Available data START

PR #544, opened 2026-09-07
feat(cell, state): state and derived, and no way back to cell and computed

### LINKED ISSUE #521: state: `computed` is called `derived`, and `cell` is called `state`
Two renames, and they are the same argument. `computed` is what the value *was*; `derived` is what it *is* — a value that follows from others, whether or not anything has computed it yet. And `@uniflowed/cell` names a mechanism where `@uniflowed/state` names the thing an application has.

They are not free: both are published names, `@uniflowed/state` already exists, and `@uniflowed/cell` is a dependency of packages that are also published.

**Done**: a decision on whether `cell` merges into `state` or is renamed beside it; the export renamed with the old spelling kept as a deprecated alias for one release; the codemod, because a rename a user has to do by hand is a rename most users do not do; and `tools/release/published-packages.txt` and the dependency closure check kept green through it.

Part of #488.

ubugeeei:
`@uniflowed/cell` built its two kinds of node with `cell` and `computed`, and
each named the machine rather than the value. `cell` named the node the call
allocates, at the one place a reader is asking a different question — does this
hold a value, or follow from one? `computed` named something that had already
happened, for a value that is usually computed later and sometimes never.
`state` and `derived` are the two answers to that question, so the pair now says
what the split is: everything in the graph is one or the other, and `effect` is
the derived cell whose value nobody reads.

## Before and after

```diff
-import { cell, computed, read, subscribe, write } from "@uniflowed/cell";
+import { derived, read, state, subscribe, write } from "@uniflowed/cell";

-const count = cell(0);
-const doubled = computed(() => read(count) * 2);
+const count = state(0);
+const doubled = derived(() => read(count) * 2);

 subscribe(doubled, () => console.log(read(doubled)));
 write(count, 21); // 42
```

Available data END

#### Problem to work on:
What is needed here is an exact copy of all the records above.

#### Task response:
PR #544, opened 2026-09-07
feat(cell, state): state and derived, and no way back to cell and computed

### LINKED ISSUE #521: state: `computed` is called `derived`, and `cell` is called `state`
Two renames, and they are the same argument. `computed` is what the value *was*; `derived` is what it *is* — a value that follows from others, whether or not anything has computed it yet. And `@uniflowed/cell` names a mechanism where `@uniflowed/state` names the thing an application has.

They are not free: both are published names, `@uniflowed/state` already exists, and `@uniflowed/cell` is a dependency of packages that are also published.

**Done**: a decision on whether `cell` merges into `state` or is renamed beside it; the export renamed with the old spelling kept as a deprecated alias for one release; the codemod, because a rename a user has to do by hand is a rename most users do not do; and `tools/release/published-packages.txt` and the dependency closure check kept green through it.

Part of #488.

ubugeeei:
`@uniflowed/cell` built its two kinds of node with `cell` and `computed`, and
each named the machine rather than the value. `cell` named the node the call
allocates, at the one place a reader is asking a different question — does this
hold a value, or follow from one? `computed` named something that had already
happened, for a value that is usually computed later and sometimes never.
`state` and `derived` are the two answers to that question, so the pair now says
what the split is: everything in the graph is one or the other, and `effect` is
the derived cell whose value nobody reads.

## Before and after

```diff
-import { cell, computed, read, subscribe, write } from "@uniflowed/cell";
+import { derived, read, state, subscribe, write } from "@uniflowed/cell";

-const count = cell(0);
-const doubled = computed(() => read(count) * 2);
+const count = state(0);
+const doubled = derived(() => read(count) * 2);

 subscribe(doubled, () => console.log(read(doubled)));
 write(count, 21); // 42
```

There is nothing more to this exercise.